入江泰吉先生のお宅には多くの方々が訪れたといいます。
旧居のガイドツアーでも、確実に訪れた著名人として、文豪・志賀直哉、武者小路実篤、司馬遼太郎、亀井勝一郎、白洲正子・・・という名前を挙げると、ほとんどの人が「へえ・・・・」と目を丸くされます。
また、「実は昔、ここ(入江先生のお宅)に来たことがあるんですよ」と大切な思い出を教えてくださる方も少なくありません。
入江先生に面識のある方に連れてきてもらったという方、
写真集にサインをもらいにきたら、入江先生直々に応接間に招かれ、目の前でサインをしていただいたという方、
撮影中の入江先生とお話が弾み、「一度家に来ませんか」と誘われ、社交辞令と思いつつもおじゃまし、何時間もおしゃべりに付き合ってもらったという方・・・。

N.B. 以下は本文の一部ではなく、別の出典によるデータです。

PR #17877, opened 2026-06-12
fix(types-builder): bundle @types fallbacks for declarations

Aayush-engineer:
This fixes generated type declarations so packages can bundle matching `@types/*` declarations when the runtime package root cannot be resolved.

For `@mastra/schema-compat`, this means generated declarations no longer leak bare `json-schema` type imports. They now point at the bundled `@types/json-schema` declarations under `dist/_types`, so consumers do not need a separate `json-schema` type dependency for those public declarations.

Verified with:

```bash
pnpm --filter @mastra/schema-compat build
rg "from ['\"]json-schema['\"]|import\(['\"]json-schema['\"]\)" packages/schema-compat/dist --glob "*.d.ts"
pnpm --filter @mastra/schema-compat test
```

The declaration grep returns no bare `json-schema` imports after build.

## ELI5
When TypeScript generates `.d.ts` files, it needs to point to the right type packages for everything your code references. This PR updates the type-declaration builder so packages like `@mastra/schema-compat` can bundle the matching `@types/*` fallbacks (notably JSON Schema) themselves, instead of forcing consumers to install separate `json-schema` types.

### Files Modified

**`.changeset/fixed-schema-compat-json-schema-types.md`**
- Added a patch Changesets entry for `@mastra/schema-compat`, documenting the JSON Schema type declaration bundling fix.

**`packages/_types-builder/src/replace-types.js`**
- Refactored `replaceBundledReferences()` to scope `pkgJson` correctly and compute `typesFiles` only in the appropriate branch.
- Ensures the `@types/*` fallback path works cleanly when the runtime package root can’t be resolved, so generated declarations for `@mastra/schema-compat` reference bundled `@types/json-schema` under `dist/_types` rather than leaking bare `json-schema` imports.

**`client-sdks/client-js/src/utils/zod-to-json-schema.ts`**
- Added an explicit return type: `JSONSchema7 | T`.
- Added `import type { JSONSchema7 } from '`@mastra/schema-compat`'` so the function’s public typings use the bundled JSON Schema type.

**`client-sdks/client-js/src/utils/zod-to-json-schema.test.ts`**
- Added Vitest coverage for `zodToJsonSchema`, including:
  - Zod object conversion (with correct `required`)
  - Pass-through for non-Zod inputs
  - Primitive passthrough
  - Nested schema conversion (format + arrays)
  - Optional-field handling (only non-optional keys in `required`)

## Verification
- Built `@mastra/schema-compat`.
- Checked generated `.d.ts` files to confirm no bare `json-schema` imports remain.
- Ran `@mastra/schema-compat` tests.


Aayush-engineer:
I see PR #17856 was submitted earlier with the same fix. Happy to close this as a duplicate — submitting independently confirmed the root cause diagnosis.

abhiaiyer91 (approved):

Aayush-engineer:
@abhiaiyer91 thanks for the approval! Could you approve the CI workflows so the checks can run? Happy to close in favor of #17856 if that's simpler, just want to make sure the fix lands.

wardpeet:
I made some changes to actually fix the issue

wardpeet (approved):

先日、最初はその方のお父様の仕事の関係で入江先生とお知り合いになり、お亡くなりになるまで親しく接していただいた・・・という女性と出会いました。
「今にも先生や奥様が、よく来たねと出てこられそうで・・・」と涙ぐみながら、
「先生はなんでもご存じのはずなのに、子どもほど若い私の話をいつも熱心に聞いてくださいました」と教えてくださいました。
晩年の先生の著書には「まだまだ挑戦したいことがある」といった意味の言葉が並んでいます。
決して偉そうになどせず、年若い方々との会話を心から楽しんでおられた入江先生の表情が、目に浮かびます。

夏至の日の朝より若き人来り

村越化石という俳人の、喜びに満ちた一句を思い出しています。